Nevin Ertosun, a young Turkish woman with tears brimming in her eyes, stood outside a overwhelmed city hospital nearby, waiting to donate blood. "Our celebration days are coming now - what kind of Muslim would do this during Ramadan?" she asked. "This is the business of fundamentalists. If they have a problem with Britain, let them complain about it there. Why hit us?"
Turkey has hardly been the most willing participant in the US-led drive for regime change throughout the Middle East and Central Asia.
After the Sept. 11 attacks on New York and Washington, Turkey supported the war in Afghanistan and did a stint last year leading a 4,500-member peacekeeping force in Kabul.
But Turkey was overwhelmingly opposed to the war in Iraq, and in March its parliament voted against sending allowing US troops to enter Turkey to invade Saddam Hussein's territory from the north.

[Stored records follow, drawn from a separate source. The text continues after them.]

PR #1318, opened 2026-07-29
Propagate Module tolerations to image pull pods

TomerNewman:
Pull pods created by CreatePullPod did not inherit the tolerations from Module.spec.tolerations. On clusters where all worker nodes have custom taints, the pull pod could not be scheduled and blocked the entire module workflow.

---

/cc @yevgeny-shnaidman

### DIFF
--- a/internal/controllers/mic_reconciler.go
+++ b/internal/controllers/mic_reconciler.go
@@ -286,6 +286,7 @@ func (mrhi *micReconcilerHelperImpl) processImagesSpecs(ctx context.Context, mic
 					oneTimePod,
 					micObj.Spec.ImageRepoSecret,
 					micObj.Spec.ImagePullPolicy,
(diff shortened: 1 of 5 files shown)


internal/controllers/mic_reconciler.go
```diff
@@ -286,7 +286,8 @@ func (mrhi *micReconcilerHelperImpl) processImagesSpecs(ctx context.Context, mic
 					oneTimePod,
 					micObj.Spec.ImageRepoSecret,
 					micObj.Spec.ImagePullPolicy,
-					micObj)
+					micObj,
+					micObj.Spec.Tolerations)
```
yevgeny-shnaidman: lets replace the ordering of the argument - the owner should be last

TomerNewman: done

Under strong pressure from Washington, Turkish Prime Minister Tayyip Recep Erdogan convinced parliament in September to send Turkish troops to help coalition forces struggling to maintain security in Iraq. But vehement opposition in Iraq to receiving Turkish troops has forced the Bush administration to backpedal on the offer. Turkey announced earlier this month that it will definitely not be sending troops after all.
Although there are tensions with the United States, Turkey remains keenly pro-Western, and its most powerful state institutions, staunchly secular. That, say international terrorism experts, is enough to move Turkey to the top of any extremist's target list.
"After the first attacks at the synagogue, you could believe it was a local act, or possibly even the Iranians or Turkish Hizbullah, taking responsibility," says Shmuel Bar, a specialist in Islamic radicalism and terrorism at the Institute of Policy and Strategy, Herzilya, Israel.
"But the modus operandi of such a large number of explosions and such of sophistication looks to me more in the line of Al Qaeda. In the eyes of Al Qaeda, it isn't a Muslim country, it's a country taken over by something worse than infidels. Infidels are born infidels, they can't help it. But you can't convert from Islam into another religion, that is apostate. In their eyes, Turkey is in a state of being apostate" - a far graver offense.
Most disturbing for many Turks here was the sense that massive, random violence - something they had been largely spared until now - had arrived in the very heart of downtown Istanbul.
Near the bombed British Consulate Gereral, an old man grasped a wall, squatted low on the pavement and began to wail. "My daughter! My daughter and her husband worked in the consulate," he sobbed. In his hand he clutched a key chain. On it is the crescent and star of Turkey's flag.
• Staff writers Nicole Gaouette and Peter Ford contributed to this story.